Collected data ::
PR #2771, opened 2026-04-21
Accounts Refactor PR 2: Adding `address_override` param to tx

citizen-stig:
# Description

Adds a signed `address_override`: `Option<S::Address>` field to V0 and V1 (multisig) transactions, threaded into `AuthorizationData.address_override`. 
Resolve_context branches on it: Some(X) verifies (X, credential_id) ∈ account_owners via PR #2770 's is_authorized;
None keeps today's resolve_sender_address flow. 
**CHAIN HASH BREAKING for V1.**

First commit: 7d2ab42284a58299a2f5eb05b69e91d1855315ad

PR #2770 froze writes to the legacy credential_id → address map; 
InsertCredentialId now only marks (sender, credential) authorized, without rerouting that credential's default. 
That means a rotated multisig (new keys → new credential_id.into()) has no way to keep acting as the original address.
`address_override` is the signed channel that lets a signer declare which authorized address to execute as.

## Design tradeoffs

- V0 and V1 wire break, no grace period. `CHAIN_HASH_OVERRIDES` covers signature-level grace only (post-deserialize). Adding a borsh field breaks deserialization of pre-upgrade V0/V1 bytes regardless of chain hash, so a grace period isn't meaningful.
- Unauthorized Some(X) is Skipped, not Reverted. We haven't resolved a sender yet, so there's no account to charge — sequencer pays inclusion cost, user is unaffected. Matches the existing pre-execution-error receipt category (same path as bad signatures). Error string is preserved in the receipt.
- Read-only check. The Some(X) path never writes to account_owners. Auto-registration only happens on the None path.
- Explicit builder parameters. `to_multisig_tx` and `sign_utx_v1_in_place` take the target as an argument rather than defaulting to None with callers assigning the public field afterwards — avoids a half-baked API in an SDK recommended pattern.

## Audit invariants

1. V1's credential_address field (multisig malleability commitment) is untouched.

WHAT IS REQUIRED :: The lines above from the one with "Resolve_context branches on" through the one with "## Design tradeoffs" are to be duplicated exactly, ends included, with nothing added.

FINISHED EXERCISE ::
Resolve_context branches on it: Some(X) verifies (X, credential_id) ∈ account_owners via PR #2770 's is_authorized;
None keeps today's resolve_sender_address flow. 
**CHAIN HASH BREAKING for V1.**

First commit: 7d2ab42284a58299a2f5eb05b69e91d1855315ad

PR #2770 froze writes to the legacy credential_id → address map; 
InsertCredentialId now only marks (sender, credential) authorized, without rerouting that credential's default. 
That means a rotated multisig (new keys → new credential_id.into()) has no way to keep acting as the original address.
`address_override` is the signed channel that lets a signer declare which authorized address to execute as.

## Design tradeoffs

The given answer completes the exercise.